En revenant prendre ma mule, je me trouvai nez à nez avec Pedro de Chavarria. Il se jeta sur moi, l’épée au poing, sans me donner le loisir de le raisonner. Sa brusque apparition m’alarma fort. Il me surprenait, recru de fatigue, plein de compassion pour son erreur, car il me tenait pour l’affronteur. Je tâchai de me défendre. Tout en ferraillant, nous entrâmes dans l’église. Là, il me piqua par deux fois à la poitrine, sans que je l’eusse touché. Il était sans doute plus dextre que moi. La colère me gagna, je le pressai et le menai toujours rompant, jusqu’à l’autel. Là, il me porta une rude botte à la tête, je la parai de la dague et lui entrai d’un empan mon fer à travers les côtes. La foule était telle qu’il ne put riposter. La Justice survint qui nous voulait tirer de l’église. Mais deux moines de San Francisco qui est en face me transportèrent dans le couvent avec l’aide secrète de l’Alguacil Mayor don Pedro Beltran, beau-frère de mon maître Juan Lopez de Arquijo. Recueilli charitablement et assisté en ma cure par ces saints pères, je demeurai cinq mois dans cette retraite de San Francisco.

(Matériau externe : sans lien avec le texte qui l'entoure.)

PR #2062, opened 2025-07-24
avoid copying shm buffer when sending it on network

wyfo:
The buffer copy was useless, as the content of the buffer was written anyway.

The increment of the shm refcount has also been moved to the serialization step, as it avoids incrementing uselessly in case of message being dropped (even if the watchdog catch it eventually).

Last but not least, the code has been refactored to remove macros.

### DIFF
--- a/commons/zenoh-codec/src/core/zbuf.rs
+++ b/commons/zenoh-codec/src/core/zbuf.rs
@@ -141,7 +141,9 @@ mod shm {
                                 ZSliceKind::ShmPtr => {
                                     self.codec.write(&mut *writer, SHM_PTR)?;
                                     let shmb = zs.downcast_ref::<ShmBufInner>().unwrap();
-                                    Zenoh080::new().write(&mut *writer, &shmb.info)?;
+                                    let mut info = vec![];
+                                    Zenoh080::new().write(&mut &mut info, &shmb.info)?;
+                                    self.codec.write(&mut *writer, &*info)?;
                                     // Increase the reference count so to keep the ShmBufInner
                                     // valid until it is received.
                                     unsafe { shmb.inc_ref_count() };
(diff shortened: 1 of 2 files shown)


io/zenoh-transport/src/shm.rs
```diff
@@ -128,33 +128,40 @@ trait MapShm {
...
+    zbuf: &mut ZBuf,
+    ext_shm: &mut Option<ShmType<ID>>,
+    partner_shm_cfg: &Option<ShmCfg>,
+) -> ZResult<()> {
+    if let Some(shm_cfg) = partner_shm_cfg {
+        for zs in zbuf.zslices_mut() {
+            if let Some(shmb) = zs.downcast_ref::<ShmBufInner>() {
+                if shm_cfg.supports_protocol(shmb.protocol()) {
+                    // Increase the reference count so to keep the ShmBufInner valid
+                    unsafe { shmb.inc_ref_count() };
```
yellowhatter: there already is an increment at serialization stage! no need it here

wyfo: Oups, forgot to remove this one after moving it...

commons/zenoh-codec/src/core/zbuf.rs
```diff
@@ -164,7 +176,7 @@ mod shm {
                                     reader.read_zslices(len, |s| zbuf.push_zslice(s))?;
                                 }
                                 SHM_PTR => {
-                                    let mut zslice: ZSlice = self.codec.read(&mut *reader)?;
+                                    let mut zslice: ZSlice = dbg!(self.codec.read(&mut *reader))?;
```
YuanYuYuan, line 179: Shouldn't we remove this dbg macro?

YuanYuYuan: Addressed in #2066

Chavarria resta aussi de longs jours à se guérir de sa blessure, toujours réclamant à grands cris sa femme. Il y eut à ce sujet procédures et diligences. Elle résistait, alléguant le risque manifeste de la vie. L’Archevêque, le Président et d’autres seigneurs s’y employèrent et convinrent enfin qu’ils entreraient tous deux en religion et feraient profession, elle au couvent où elle était et lui là où il lui plairait.
Il ne restait plus à régler que mon cas. Plainte avait été déposée. Mon maître Juan Lopez de Arquijo vint et informa l’Archevêque don Alonso de Peralta, le Président et les Seigneurs de la vérité et de la rare aventure où, naïvement et sans malice aucune, je m’étais embesogné, si différente de ce que cet homme s’était imaginé, n’ayant fait rien autre que secourir au dépourvu une femme qui s’était jetée à moi pour fuir la mort et la remettre, sur sa requête, au couvent de sa mère. La chose vérifiée et reconnue patente fut jugée satisfaisante et la plainte sans objet. On poursuivit l’entrée en religion des deux autres. Je sortis de ma retraite, réglai mes affaires et visitai fréquemment ma nonne, sa mère et d’autres dames du lieu qui, par reconnaissance, me régalèrent à qui mieux mieux.
CHAPITRE XIV
Elle passe de la Plata à Piscobamba et à Mizque.
JE me mis en quête d’un emploi. Madame doña Maria de Ulloa, sensible à mon service, m’obtint du Président et de l’Audience une commission pour Piscobamba et les plaines de Mizque, ayant pour objet la recherche et le châtiment de certains délits qui y avaient été commis. Flanqué d’un greffier et d’un alguacil, je partis. J’allai à Piscobamba où je poursuivis et appréhendai l’Alferez Francisco de Escobar résidant et marié audit endroit. Il était accusé d’avoir traîtreusement occis deux Indiens pour les voler et de les avoir enterrés chez lui, dans une carrière. J’y fis creuser et les retrouvai. Je poursuivis la cause dans tous ses termes jusqu’à la mettre en état. Je la fermai. Les parties citées, je rendis sentence, condamnant le coupable à mort. Il en appela. J’octroyai l’appel, et procès et accusé furent transférés à l’Audience de la Plata. Le jugement y fut confirmé et l’homme pendu.